Mengibarkan bendera tauhid di reuni 212 menghadirkan ilusi sedang membela tauhid, dan melawan orang-orang yang dianggap “menistakan tauhid” (para pembakar bendera). Bagi mereka yang awam, “membela tauhid” dianggap keren dan Islami. Tanpa pengetahuan yang memadai dan kritisisme, mereka hanya akan terpukau. Sama terpukauanya dengan orang-orang yang membagikan foto Monas dipenuhi lautan manusia pada reuni 212. Gumun melihat orang sebanyak itu bisa berkumpul (padahal bukankah itu ciri sikap inferior?).

Pada perkembangan selanjutnya, atribut berbau tauhid ini tidak hanya berhenti di bendera, tapi juga merambah kaos, topi, gantungan kunci dll. Diproduksi secara massal dan dijajakan dengan bebas. Perihal bagaimana hukum dan adab menggunakannya dianggap hal nomor dua. Yang penting merasa keren dan Islami. Merasa jadi pembela Islam. Fesyen bertema tauhid adalah the new cool!

Bicara atribut tauhid, selanjutnya, mari kita lihat topi tauhid yang dikenakan Prabowo. Menurut sejumlah pemberitaan, topi itu adalah hadiah dari Komando Ulama Pemenangan Prabowo-Sandi (Koppasandi). Mudah saja menerka makna dari pemberian topi tauhid itu. Dari sana kita seolah melihat: dengan mengenakan topi ini kamu diterima sebagai bagian dari kami. Ya, ini adalah tentang simbol-simbol. Dan simbol selalu memiliki makna.

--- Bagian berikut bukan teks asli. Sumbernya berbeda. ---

PR #2316, opened 2026-07-19
fix: prevent Summary quantiles from collapsing to the minimum observation

### LINKED ISSUE #2292: Summary quantiles collapse to the minimum observation when 2·epsilon ≥ 1−quantile
## Version

`io.prometheus:prometheus-metrics-core:1.8.0` (the affected code in `CKMSQuantiles` is
unchanged since at least 1.3.x and is still present on `main`).

## Reproducer

```java
import io.prometheus.metrics.core.metrics.Summary;
import io.prometheus.metrics.model.snapshots.Quantile;
import io.prometheus.metrics.model.snapshots.SummarySnapshot;

import java.util.ArrayList;
import java.util.Collections;
import java.util.List;
import java.util.Random;

public class SummaryQuantileBugRepro {

    Summary summary =
        Summary.builder()
            .name("request_latency")
            .help("reproducer")
            .quantile(0.9, 0.05)
            .quantile(0.99, 0.005)
            .register(new PrometheusRegistry());

    // observe the values 1..100_000 shuffled, so the true p90 is 90_000 and p99 is 99_000
    List<Integer> values = new ArrayList<>();
    for (int i = 1; i <= 100_000; i++) {
      values.add(i);
    }
    Collections.shuffle(values, new Random(42));
    for (int v : values) {
      summary.observe(v);
    }

    SummarySnapshot.SummaryDataPointSnapshot dataPoint = summary.collect().getDataPoints().get(0);
    for (Quantile q : dataPoint.getQuantiles()) {
      System.out.printf(
          "quantile %.2f: reported = %10.1f, expected ~ %10.1f%n",
          q.getQuantile(), q.getValue(), q.getQuantile() * 100_000);
    }
  }
}
```

Output with 1.8.0:

```
quantile 0.90: reported =        1.0, expected ~    90000.0
quantile 0.99: reported =        1.0, expected ~    99000.0
```

Both quantiles report the **minimum** of all 100,000 observations. The result does not
depend on the input distribution or the shuffle seed. A single targeted quantile
`quantile(0.99, 0.005)` reproduces it too.

## How we found it

In our application we had

```java
.quantile(0.9, 0.05)
.quantile(0.99, 0.005)
```

on a latency Summary. It reported `p90 == p99 == 0.6ms` while a
classic `Histogram` fed by the same observations (cross-checked against an in-process
exact-percentile counter) showed p90 = 2ms, p99 = 44ms. The reported value was below the
true median. Adding a `.quantile(0.5, 0.05)` softens the failure but doesn't fix it: get(0.99)
then returns a value from around the 85th percentile.

## Observations

`CKMSQuantiles`:

1. **`compress()` destroys the sketch.** The error function from the CKMS paper
   (definition 5) allows a sample below a target `(q, ε)` at rank `r` to have width
   `2ε(n−r)/(1−q)`. When `2ε ≥ 1−q` — which holds with equality for both `(0.9, 0.05)` and
   `(0.99, 0.005)` — this is `≥ n−r`: one sample may span every rank from `r` to `n`.
   `compress()` then merges away everything between the middle of the distribution and the
   maximum; the sample list collapses to just a few samples no matter how many values are inserted.

2. **`get()` stops at the first wide sample.** The scan stops at the first sample with
   `r + g + delta > desiredRank + f(desiredRank)/2` and returns the previous sample's value.
   That rule is only correct when `g + delta` is small for all samples up to the target
   rank. Below a targeted quantile, deltas may legally be of order `n` — and freshly
   inserted samples get `delta = f(r) − 1` while `get()` flushes the insert buffer right
   before scanning, so maximally-wide fresh samples are always present at query time. The
   scan therefore stops far before the target rank.

## Tightening error/epsilon avoids the issue

The tight-epsilon (0.01 for p90, 0.001 for p99) Summary agrees with the histogram-derived p99,
while the identically-fed boundary-epsilon (0.05 for p90, 0.005 for p99) Summaries report `p90 == p99` from
the very same measurements. So the failure is fully determined by the quantile
configuration, not by the data.

## Side note

I have a fix with reproducer tests ready and happy to open a PR:  
it bounds merges in compress() so a sample can never span across the accuracy window of a target quantile, 
and changes get() to select the sample whose rank interval is centered closest to the desired rank.
With the reproducer config, get(0.99) goes from returning the minimum observation to a rank-accurate value.
The full existing test suite passes.

manduinca:
Fixes #2292

When a targeted quantile has `2*epsilon >= 1 - quantile`, all reported quantiles could collapse to the minimum observation. The query scan stopped too early: a freshly inserted low-rank sample can carry a `delta` on the order of `n`, so the running `rank + g + delta` exceeded the target far sooner than it should and returned a value near the minimum.

The fix has two parts, matching the diagnosis in the issue. `compress()` now keeps a merged sample from spanning a quantile's target rank, and the query uses the minimum of the error function over a sample's rank interval `[lo, hi]` rather than at a single point. To support that I split the single-argument `f(r)` into `f(lo, hi)` (the plain error function is `f(r, r)`), which is numerically identical for the existing call sites.

Added a regression test that reproduces the collapse and asserts distinct quantiles. `CKMSQuantilesTest` passes (18 tests).

### DIFF
--- a/prometheus-metrics-core/src/main/java/io/prometheus/metrics/core/metrics/CKMSQuantiles.java
+++ b/prometheus-metrics-core/src/main/java/io/prometheus/metrics/core/metrics/CKMSQuantiles.java
@@ -147,43 +147,71 @@ final class CKMSQuantiles {
       return samples.getLast().value;
     }
 
-    int r = 0; // sum of g's left of the current sample
     int desiredRank = (int) Math.ceil(q * n);
-    int upperBound = desiredRank + f(desiredRank) / 2;
 
-    ListIterator<Sample> iterator = samples.listIterator();
-    while (iterator.hasNext()) {
-      Sample sample = iterator.next();
-      if (r + sample.g + sample.delta > upperBound) {
-        iterator.previous(); // roll back the item.next() above
-        if (iterator.hasPrevious()) {
-          Sample result = iterator.previous();
-          return result.value;
-        } else {
-          return sample.value;
-        }
+    // Return the sample whose possible-rank interval [rMin, rMax] is centered closest to the
+    // desired rank. rMin is the sum of the g's up to and including the sample, rMax is rMin+delta.
+    //
+    // The previous implementation stopped at the first sample whose maximum rank
+    // (r + g + delta) exceeded desiredRank + f(desiredRank)/2 and returned the preceding sample.
+    // That rule only works while g + delta stays small for all samples up to the target rank.
+    // For a targeted quantile with 2*epsilon >= 1-quantile the error function allows delta of
+    // order n at low ranks, so a freshly inserted low-rank sample (delta = f(r) - 1) makes the
+    // scan stop far too early and return a value near the minimum observation. See issue #2292.
+    Sample result = samples.getFirst();
+    double smallestDistance = Double.POSITIVE_INFINITY;
+    int r = 0; // sum of g's left of the current sample
+    for (Sample sample : samples) {
+      int rMin = r + sample.g;
+      double center = rMin + sample.delta / 2.0;
+      double distance = Math.abs(center - desiredRank);
+      if (distance < smallestDistance) {
+        smallestDistance = distance;
+        result = sample;
       }
       r += sample.g;
     }
-    return samples.getLast().value;
+    return result.value;
   }
 
   /** Error function, as in definition 5 of the paper. */
   int f(int r) {
+    return f(r, r);
+  }
+
+  /**
+   * Minimum of the error function {@link #f(int)} over the rank interval {@code [lo, hi]}.
+   *
+   * <p>Each targeted quantile contributes a V-shaped error curve whose global minimum {@code
+   * 2*epsilon*n} is at rank {@code quantile*n}, so the minimum over the interval is reached at an
+   * interior target (when the interval straddles it) or otherwise at the endpoint nearest the
+   * target. {@link #compress()} uses this so that a merged sample can never span a target
+   * quantile's rank with a width coarser than that quantile's accuracy window (see issue #2292).
+   * With {@code lo == hi} this reduces to the plain error function at a single rank.
+   */
+  int f(int lo, int hi) {
     int minResult = Integer.MAX_VALUE;
     for (Quantile q : quantiles) {
       if (q.quantile == 0 || q.quantile == 1) {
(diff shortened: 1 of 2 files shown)


zeitlinger (changes requested):
Thanks for the focused reproducer. I found a correctness issue in the new rank-selection heuristic, plus a couple of changes that would make the fix easier to review:

1. `get()` currently chooses the sample whose possible-rank interval has the nearest center. That does not preserve the advertised rank bound. With values `1..10_000` shuffled using `new Random(2)`, a single `(q=0.99, epsilon=0.005)` configuration returns `9784`; the allowed range under the test's `2 * epsilon` bound is `[9800, 10000]`. The sample centered nearest to rank 9900 is therefore not a sufficient selection criterion. Please rework the selection against the CKMS error bounds and add this smaller deterministic regression case.

2. Please rename `f`. It is now overloaded for both a point rank and an interval, but the name gives no indication of either the mathematical meaning or the interval semantics. Descriptive names such as `errorBoundAtRank` and `minErrorBoundInRange` would make the compression logic much easier to audit. Please update the associated Javadocs and test references too.

3. The new tests only use `n=100_000`, and their broad `2 * epsilon` assertions do not verify the comment's claim that the quantiles remain distinct or exercise the `2 * epsilon > 1 - quantile` case. Please add direct rank-bound coverage for the failing smaller case and a strict-above-boundary case.

The two new boundary tests pass, but the additional deterministic case above fails on the current head.

olegkovalenko:
Heads-up: I've opened [#2396](https://github.com/prometheus/client_java/pull/2396) for the same issue (#2292). It shares the two-part diagnosis from this PR — the compress() merge bound and the early-stopping scan in get() — but bounds sample widths differently (window-anchored cap, applied at both merge and insert time) and keeps f() unchanged.

The deterministic case from the review here (values 1..10,000, Random(2), single (0.99, 0.005)) is included [#2396](https://github.com/prometheus/client_java/pull/2396) as a regression test and passes (returns 9940, within [9800, 10000]), along with the strict-above-boundary coverage the review asked for. Details and the comparison harness are linked in the PR description. Happy to have either PR land — flagging it mainly so the two efforts don't diverge silently.

zeitlinger:
closed in favor of https://github.com/prometheus/client_java/pull/2396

Bukankah kita sering melihat polisi atau capres datang ke suatu masyarakat adat dan diberi kain khas daerah tersebut atau sejenis penutup kepala yang identik dengan suku itu? Atau politisi dan capres yang mendadak diberi gelar adat. Semua itu adalah perlambang dengan makna yang sama. Bahwa seseorang tersebut sudah dianggap sebagai bagian dari kelompok X atau Y atau Z. Masalah adakah keterkaitan historis atau kontribusi dengan kelompok tersebut itu hal lain.

Sama belaka sebetulnya dengan Prabowo. Bagaimana bisa ia ada di reuni 212? Adakah pertautan historis Prabowo dengan Islam? Orang awam mudah melihat, Prabowo bukan “santri”, bukan pula berasal dari partai Islam. Jika mau jujur, sebetulnya “janggal” melihat fenomenan ini. Tapi lagi-lagi, tak ada yang tak mungkin dalam politik.

Maka, kenapa tidak sejak awal disampaikan dengan gamblang bahwa reuni 212 adalah kampanya untuk Prabowo? Toh memang nyatanya Prabowo hadir dan naik panggung dan memberi sambutan. Toh Rizieq Shihab menyerukan 2019 ganti presiden. Tidak perlu Koordinator Reuni 212 Yusuf Muhammad Martak berkilah: Demi Allah, wallahi saya bersedia, tidak punya agenda politik sama sekali di dalam pengadaan acara ini. Agenda utamanya adalah maulid akbar. Kenapa malu-malu menjadikan Islam sebagai kendaraan politik? Kenapa sungkan mengaku telah melakukan komodifikasi simbol agama?

Terakhir, saya ingin mengutip esai Risiko Politik Agama milik Jean Couteau di Kompas (18/11): …kenyataan bahwa seseorang tengah menunggangi agama anutan sebagai kendaraan politik sudah cukup untuk menimbulkan kristalisasi politik dari pengikut agama itu pada tingkat akar rumput. Maka, insaflah kalian, bapak-bapak dan ibu-ibu calon wakil rakyat!